### Task item
What is the number of lines below that contain the word "HumioView"? Give only that number.

### The data
PR #746, opened 2023-10-17
Allow creating/updating View connections with multiple filters per repo

### LINKED ISSUE #745: Cannot provide multiple query strings for the same repo with `HumioView` CR
Due to an issue with the https://github.com/humio/cli API for updating views, it is currently not possibly to do something like this in a `HumioView` CR:

```yaml
kind: HumioView
spec:
  connections:
  - filter: |
      somestring
    repositoryName: repoOne
  - filter: |
      otherstring
    repositoryName: repoOne
  - filter: |
        astring
    repositoryName: repoTwo
  name: mySpecialView
```

The API will currently only pass the last mention of repoOne on to the GraphQL mutation. I created https://github.com/humio/cli/pull/138 to address the issue of the humio client. Once the client has been updated then humio-operator can utilize the new parameter which is `map[string][]string` rather than `map[string]string`.

bderrly:
View connections need to have a different data type to allow multiple filters for a single repository.

This change requires humio/cli#138 to be merged and a new version of the module created. Fixes #745.

### DIFF
--- a/go.mod
+++ b/go.mod
@@ -10,7 +10,7 @@ require (
 	github.com/go-logr/zapr v1.2.4
 	github.com/google/go-cmp v0.5.9
 	github.com/google/martian v2.1.0+incompatible
-	github.com/humio/cli v0.32.3
+	github.com/humio/cli v0.32.4-0.20231025112913-b4dceeab38b6
 	github.com/onsi/ginkgo/v2 v2.12.0
 	github.com/onsi/gomega v1.27.11-0.20230807134635-babe25fc5472
 	github.com/prometheus/client_golang v1.16.0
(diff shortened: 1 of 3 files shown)


bderrly:
I built the latest commit off github.com/humio/cli/api@b4dceeab38b61f908bd1d765de0d84aa8a75a91c. I do not know if we want to use `graphql.String` or a basic `string` since it requires depending on the graphql library. It seems fine as there is already a dependency on it elsewhere.

bderrly:
I tested a build of the operator on a dev k8s cluster with a `HumioExternalCluster` CR pointing to my development instance of LogScale. I was able to modify an existing view to have two connections to the same repository as expected. Are there any other tests that we should be adding or modifying before merging this change?

SaaldjorMike:
```
I do not know if we want to use graphql.String or a basic string since it requires depending on the graphql library. It seems fine as there is already a dependency on it elsewhere.
```

That's seems fine. The dependency is there anyways as a transitive dependency, and having it as a direct dependency is fine for now.

SaaldjorMike:
I'll just kick off the test suite once more, and when tests are green we can merge this in.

### Final answer
3